Using a third-party data movement application to manage data
Introduction to data movement with IBM Spectrum® Discover.
Before you begin
- The third-party application must be registered with IBM Spectrum Discover.
- IBM Spectrum Discover must scan both the source and destination data sources before the data movement.
- The application must be configured to access the same source and destination data sources.
About this task
The capabilities of IBM Spectrum Discover can be extended by applications; for example, data mover applications can be used to move data between data sources, based on the IBM Spectrum Discover insights. Applications register with IBM Spectrum Discover providing details of the operations they support and the parameters they need to fulfill the operation.
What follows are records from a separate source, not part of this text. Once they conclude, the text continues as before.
PR #2257, opened 2022-01-07
jy_cleanup

jpy-git:
some tidy up on #2230

### DIFF
--- a/tox.ini
+++ b/tox.ini
@@ -45,7 +45,6 @@ commands =
     python {toxinidir}/util.py clean-tests
     # Run tests
     pytest -vv -rs --cov=sqlfluff --cov-report=xml {posargs: {toxinidir}/test}
-    dbt{017,018,019,020,021,100}: pytest -vv -rs --cov=sqlfluff --cov-report=xml {posargs: test} # Run the connection failure test in a separate invocation to reset the database connection
 
 [testenv:cov-init]
 setenv =
--- a/tox.ini
+++ b/tox.ini
@@ -44,8 +44,8 @@ commands =
     # Clean up from previous tests
     python {toxinidir}/util.py clean-tests
     # Run tests
-    pytest -vv -rs --cov=sqlfluff --cov-report=xml -m "not dbt_connection_failure" {posargs: {toxinidir}/test}
-    dbt{017,018,019,020,021,100}: pytest -vv -rs --cov=sqlfluff --cov-report=xml -m "dbt_connection_failure" {posargs: test} # Run the connection failure test in a separate invocation to reset the database connection
+    pytest -vv -rs --cov=sqlfluff --cov-report=xml {posargs: {toxinidir}/test}
+    dbt{017,018,019,020,021,100}: pytest -vv -rs --cov=sqlfluff --cov-report=xml {posargs: test} # Run the connection failure test in a separate invocation to reset the database connection
 
 [testenv:cov-init]
 setenv =
--- a/plugins/sqlfluff-templater-dbt/test/templater_test.py
+++ b/plugins/sqlfluff-templater-dbt/test/templater_test.py
@@ -287,11 +287,10 @@ def test__templater_dbt_templating_absolute_path(
 @pytest.mark.parametrize(
     "fname,exception_msg",
     [
-        pytest.param(
+        (
             "compiler_error.sql",
             "dbt compilation error on file 'models/my_new_project/compiler_error.sql', "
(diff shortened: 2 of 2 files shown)


.github/workflows/ci-tests.yml
```diff
@@ -203,7 +203,7 @@ jobs:
       # Do not set explicitly temp dir for dbt as causes problems
       # None of these test need temp dir set
       run: |
-        python -m tox -e dbt018-winpy -- plugins/sqlfluff-templater-dbt -m "not dbt_connection_failure and not needs_dbt_connection"
+        python -m tox -e dbt018-winpy -- plugins/sqlfluff-templater-dbt -m "not needs_dbt_connection"
```
jpy-git, line 206: dbt_connection_failure is mocked so never actually connects to db, let's try not excluding

tox.ini
```diff
@@ -44,8 +44,8 @@ commands =
     # Clean up from previous tests
     python {toxinidir}/util.py clean-tests
     # Run tests
-    pytest -vv -rs --cov=sqlfluff --cov-report=xml -m "not dbt_connection_failure" {posargs: {toxinidir}/test}
-    dbt{017,018,019,020,021,100}: pytest -vv -rs --cov=sqlfluff --cov-report=xml -m "dbt_connection_failure" {posargs: test} # Run the connection failure test in a separate invocation to reset the database connection
```
jpy-git, line 48: These are no longer necessary, just resetting

.github/workflows/ci-tests.yml
jpy-git: okay CI shows that this test still connects to the db, we just mock the return value to pretend it fails. Initial proposal is right. Removed.

tunetheweb: Good shout.

I also think I also think I added one too many:

image

Would you mind reverting that as part of this PR? Think I read it as "DB Error" instead of "DBT Error" and thought it was needed here but don't think it is.

jpy-git: no worries will do 😄

tox.ini
tunetheweb: I think these might be necessary, as otherwise it uses the DB connection already established for the previous linting tests.

tunetheweb: Oh maybe not if you've found the alternative reason for it failing above. Ignore me.

jpy-git: @barrywhart I've combined these two lines and now the mocked dbt function isn't happy. That makes me think that the mocking isn't currently removing the need for re-establishing the dbt connections?

jpy-git: but actually these test pass perfectly fine for me locally in the docker-compose environement 🤔

barrywhart: What do you mean by this?
>now the mocked dbt function isn't happy

barrywhart: I see that the dbt 1.0 tests are passing, but the older dbt versions are failing. That makes sense in terms of the mock, because the mock only comes into play for dbt 1.0. We can do one of two things:
* Only run the test if dbt version >= 1.0
*  Update the test to also mock & fail on older dbt versions

I suggest the former, because all this (the test, the PR, everything) is new for dbt 1.0 anyway.

tunetheweb: But why does it work in the original PR without these additional changes?

jpy-git: ah good shout thanks 😄

barrywhart: Ok, here's what I did (first 3 lines are new):
```
@pytest.mark.skipif(
    DBT_VERSION_TUPLE < (1, 0), reason="mocks a function that's only used in dbt >= 1.0"
)
@mock.patch("dbt.adapters.postgres.impl.PostgresAdapter.set_relations_cache")
@pytest.mark.dbt_connection_failure
def test__templater_dbt_handle_database_connection_failure(
    set_relations_cache, project_dir, dbt_templater  # noqa: F811
):
```

barrywhart: @tunetheweb: IIUC, in dbt < 1.0, a database connection was not required. And the version of the test in `main` **only** checks for (i.e. enforces) a connection failure if dbt version >= 1.0.

https://github.com/sqlfluff/sqlfluff/blob/main/plugins/sqlfluff-templater-dbt/test/templater_test.py#L352L360

barrywhart: @jpy-git: Note that I pushed the test change to Niall's branch, not yours. So your PR branch will need updating in order to pick up this change.

barrywhart (approved):

tunetheweb (approved):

The following table lists the supported data movement operations:
Operation | Source Type | Destination Type |
---|---|---|
MOVE |
NFS S3 COS SMB/CIFS |
NFS S3 COS SMB/CIFS |
COPY |
NFS S3 COS SMB/CIFS |
NFS S3 COS SMB/CIFS |
TIER |
NFS S3 COS SMB/CIFS |
NFS S3 COS SMB/CIFS |
For now, it is not possible for an application to register new operations beyond the records listed in the Data movement operations table.
You can create data movement policies that identify files and objects that are candidates for data operations, by using registered data movement Applications. The IBM Spectrum Discover policy engine generates job request messages in JSON format. It contains a batch of files or objects with the source and target information, and any additional options such as preserving source system timestamps.
The job request messages are put onto a Kafka egress topic. The data movement application reads the messages from the topic and performs the necessary data movement operation, and provides response messages in JSON format on a Kafka ingress topic.
IBM Spectrum Discover can interact with third-party data movement applications to move, copy, or tier data between data sources. Create data management policies on IBM Spectrum Discover, and specify the set of documents to process by using a policy filter. The policy filter can be based on the system metadata or the custom metadata of documents that are collected by IBM Spectrum Discover.
The third-party application registers with IBM Spectrum Discover providing the operations that it supports (move, copy or tier). For each operation, it gives the list of parameter values that it needs to perform the operation.
When you create the data management policy in IBM Spectrum Discover the user defines the filter, the parameter values, and when the policy must run. When the policy runs, IBM Spectrum Discover sends the list of files to the data movement application and any additional parameters. The application processes the files and returns a status summary to IBM Spectrum Discover. The summary is displayed to the user.
- During data migration, the migrated files need to preserve the IBM Spectrum Discover tags. You can follow a manual procedure to preserve the tags. For more information, see Preserving tags during data movement.
-
A third-party data movement application can register a schema, defining the parameters it requires for data movement. You need to set these parameters in the application user interface (UI) while creating the policy. Invalid parameters cause an error when you submit a policy.
However, in few cases, due to the complexity of the schema, the error may not point to the precise location of the problem or may indicate that a valid parameter is invalid. Therefore, when an error is raised when you submit a policy, and it is not definite where the problem is, it is recommended that you check all the policy parameters.